PR #730, opened 2022-12-30
Align text message in inc_toasts.html

### LINKED ISSUE #676: Client authorization removed message notification alignment
When you revoke the access of the authorization clients the message/notification that is displayed below is not aligned properly as you can see from the screenshot. The text is not on the same line as the `X`.

Image

katrinDY:
The text of the toast message was centered according to the y axis

Screenshot 2022-12-30 at 12 56 28


Fajfa:
LGTM

Fajfa (approved):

◇ ◇ ◇ ◇ ◇

For this exercise, reproduce exactly each line from the one containing "Align text message in inc_toasts.html" through the last line of the data, and no others.

• _Expected answer_
Align text message in inc_toasts.html

### LINKED ISSUE #676: Client authorization removed message notification alignment
When you revoke the access of the authorization clients the message/notification that is displayed below is not aligned properly as you can see from the screenshot. The text is not on the same line as the `X`.

Image

katrinDY:
The text of the toast message was centered according to the y axis

Screenshot 2022-12-30 at 12 56 28


Fajfa:
LGTM

Fajfa (approved):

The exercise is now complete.